Nokia Feels High-End Heat in Q2 Warning
Nokia's share price slumped 9 percent on the Helsinki stock exchange on the news.
The Finnish phone maker said several factors have had a bigger negative effect on the business than previously expected, including competition at the high end of the market, a shift to "somewhat lower gross margin products," and, to top it all off, the depreciation of the euro, which has affected the company's cost of goods sold, operating expenses, and global pricing tactics.
The timing of Nokia's second-quarter profit warning is painfully ironic given that it comes the day after consumers flocked to pre-order Apple's new iPhone 4. (See Does iPhone 4 Dash Nokia's High-End Hopes? )
Nokia said it expected second-quarter revenues to come in at the lower end or below its previously expected range of €6.7 billion (US$8.2 billion) to €7.2 billion ($8.2 billion) due to lower average selling prices and device volumes.

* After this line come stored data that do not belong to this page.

PR #195, opened 2021-07-26
Fix: fixed crash in Local Library Manager

Keller-Zirus:
Fixed ConcurrentModificationException error


khaled-0:
Bruh, they both does the same thing.

Keller-Zirus:
> Bruh, they both does the same thing.

IMG_20210726_182048

khaled-0:
I would suggest using an Iterator so the code would look a bit nice.
But anyways if it works , it works 🐸

JavkhlanK:
I think the entire logic of the activity should be changed, or at least made efficient. For now though, this will be enough.

PR #201, opened 2021-07-28
removed Tablayout from main activity and added scrollview

Pranav-sketchware:
added scrollview in project configuration dialog (requested by Mike Anderson)
commented code eferencing to Tablayout and removed Tablayout setup with viewpager
removed Tablayout from xml


JavkhlanK:
Wouldn't removing the TabLayout in that way also remove the projects list? Also, does the new ScrollView need to have a resource ID?

Pranav-sketchware:
projectlist won't be gone, as I removed the viewpager setup

PR #202, opened 2021-07-28
style : Added a New look to the Debug Activity

Rakshit2:


hasrat-ali:
There is already exists `RequestNetwork` and `RequestNetworkController` in https://github.com/Sketchware-Pro/Sketchware-Pro/tree/main/app/src/main/java/mod

hasrat-ali:
Is there any uses of this.
https://github.com/Sketchware-Pro/Sketchware-Pro/blob/7f335116cf85544ae880ed71cc47063acf6abd2f/app/src/main/java/com/besome/sketch/Debug4Activity.java#L148-L213

Rakshit2:
> There is already exists `RequestNetwork` and `RequestNetworkController` in https://github.com/Sketchware-Pro/Sketchware-Pro/tree/main/app/src/main/java/mod

i didnt noticed sorry for that

Rakshit2:
i had to use an api

Rakshit2:
I am really sorry i forgot to put the extra string error

Rakshit2:
> Is there any uses of this.
> https://github.com/Sketchware-Pro/Sketchware-Pro/blob/7f335116cf85544ae880ed71cc47063acf6abd2f/app/src/main/java/com/besome/sketch/Debug4Activity.java#L148-L213

All are Waste except the on back pressed void

JavkhlanK:
Seems like a great idea! I'd rather move it into the existing DebugActivity though, but I'll do that later.

hasrat-ali (commented):
And where is `layout/debug4.xml`

Rakshit2:
Added the Layout XML file

hasrat-ali (commented):
Why are there minus characters in your `layout/debug4.xml` file.

Rakshit2:
> Why are there minus characters in your `layout/debug4.xml` file.

Internet Explorer

PranavPurwar:
lmao, why did you make a pr without adding the XML file. Next time before making a pull request, do check that it's complete and test it

Rakshit2:
Please notice I have already added that

PranavPurwar:
@Rakshit2 I have seen that already, I just said that before making a pull request, just check that everything is done and working (atleast the things defined in title)

JavkhlanK:
I'm not sure if this is really needed. There's just too much to change, and I don't think that'd be worth the effort. There also hasn't been too many app crashes recently, right? The bug reporting probably will also include a lot of issues caused by invalid Custom <essential part of Sketchware Pro>, like a `null` value as Custom Block name.

hasrat-ali:
Now we are going to use the Discord webhook as a crash reporter. So I don't think it is less.

But thanks for the contribution.

PR #204, opened 2021-07-29
Feat: Improve ManageJavaActivity

Keller-Zirus:
- Can edit java file from mysc without messing anything.
- Can edit java file not only from package folder
e.g. com/my/any.java
e.g. a.java
- Added ".." to navigate up in the directory tree


JavkhlanK:
I'm not sure what javaM is there for, but it's not needed anymore. The rest of the patches seem great though!

JavkhlanK:
Removing onBackPressed logic wasn't the best tho imo

PR #205, opened 2021-07-29
feat, style: Improve LibraryDownloaderDialog overall

khaled-0:
**feat: LibraryDownloader RepoUrls are now Editable**
The default repo addresses for downloading external libraries logic has been changed so that it can read from ```/.sketchware/libs/repo_map.json```

If the file doesn't exist or is corrupted then it will reset the file to load default repo links.

I know it might be not very useful for now but it can definitely be improved later.

**style: Improved Visual Feedback On LibraryDownloaderDialog**
``` Start , Pause , Resume , Cancel ``` buttons now actually disappear and reappear accordingly when downloading in progress. 

Also EditText now gets disabled when downloading starts and gets re enabled if downloading fails or something.


ilyassesalama:
Are you sure you tested your changes because they seem broken?

khaled-0:
> Are you sure you tested your changes because they seem broken?

I didn't build the app but I did test out the codes in a similar environment, it did work.
But I think I'll review it again

PR #214, opened 2021-08-15
Add a.a.a.IC

Keller-Zirus:
Add a.a.a.IC and
Fix: 
`Can't access Sign/Export when the user is not connected to the internet`

### DIFF
--- a/app/src/main/java/a/a/a/IC.java
+++ b/app/src/main/java/a/a/a/IC.java
@@ -1,0 +1,75 @@
+package a.a.a;
+
+import a.a.a.GC.c;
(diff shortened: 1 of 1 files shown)


hasrat-ali:
@Keller-Zirus did you test your code? Is it working?

Keller-Zirus:
> @Keller-Zirus did you test your code? Is it working?

I tested it with smali.

JavkhlanK:
I'd rather decompile `La/a/a/GC;` and implement changes in its anonymous classes, but until it's available in Java, this is enough.

PR #220, opened 2021-08-22
feat: Add custom More Block return types

Keller-Zirus:
feat: Add custom More Block return types


Keller-Zirus:
WHAT!
`This branch has conflicts that must be resolved`

f6f3eeed524e134d805a1d55d3b85368be697eb6

hasrat-ali:
It doesn't seem necessary to me, because we already have a way for it.
(`moreblockName[type|typeName]` or `moreblockName[type|typeName|typeCode]` )

hasrat-ali:
That would be great.

hasrat-ali:
It will work but without validator, the user can type anything, which will bring new problems.

Then we will have to answer them again and again.

So that's why it would be better for us to use the native method. (`moreblockName[type|typeName`] or `moreblockName[type|typeName|typeCode`] )

So I'm closing this, and thanks for contributing.

PR #223, opened 2021-08-24
feat: add option to show the source code of a single activity.

aliveness-e:
I added a new option to show Java source code of a single activity. No need to open SrcCodeViewer -which can be slow in large projects- just to see a source code of an activity anymore, all you need to do is to open the activity you want to show its source, then click on the "compiler option" button next to the "run" button and select "show source code".

### DIFF
--- a/app/src/main/java/a/a/a/yq.java
+++ b/app/src/main/java/a/a/a/yq.java
@@ -909,6 +909,17 @@ public class yq {
         CommandBlock.x();
         return srcCodeBeans;
     }
+    
+    /**
+     * Get source code of a single Activity
+     */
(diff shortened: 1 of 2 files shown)


hasrat-ali:
@aliveness-e have you tested it?

aliveness-e:
I've only tested the first two commits (the main ones), and they worked fine. but then I felt like some activities (large ones) takes a few seconds to show their sources, so I've adjusted the code to run in a new Thread (the last two commits), but haven't tested those.

hasrat-ali:
Ok, let me try.

JavkhlanK:
It doesn't really feel that much faster than opening SrcCodeViewer, but at least the app doesn't lag while loading sources.

PR #227, opened 2021-08-26
Update design.xml

Ninjacoderhsi:


JavkhlanK:
Since your requested changes don't make much sense and you didn't explain them properly, they'll be closed.

khaled-0:
Ah yes. The real reason why swpro is too slow.
Jbk stop covering it from us. We see right through u

PR #237, opened 2021-09-02
feat: added support to push jar files using git

hosnifraj:
i failed when i try to upload a jar file but looks like i need to change s.th in this file


JavkhlanK:
The .gitignore file isn't for files which can be pushed, it's (sorta) the opposite.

The company said second-quarter operating margins will be slightly below or at the lower end of its previously expected range of 9 percent to 12 percent.
Nokia also lowered the outlook for its mobile device value market share, which refers to the percentage of revenue derived from products sold. The company had expected higher device value market share this year compared with last year, but now the company says its device value market share in 2010 will be lower than in 2009. This is mainly due to the "competitive situation at the high-end of the market and shifts in product mix," the company said in a statement.
Nokia is going through a "painful product transition at the high end," said Nokia CFO Timo Ihamuotila on a call with media and analysts today. "There's bigger pressure on the N-series... the higher end of our touch portfolio." (See Nokia's Not Giving Up on Symbian, Gadget Watch: Nokia Has Symbian 3 Phone, and Smartphone Showdown: Nokia Ships N900.)
The company has not changed its view on overall industry device volumes and its share of the device market, however. Nokia still expects device volumes to be up 10 percent this year compared with 2009, and Nokia still expects its device volume market share to be flat this year, compared with last year. (See Nokia: Device Volumes up 10% in 2010.)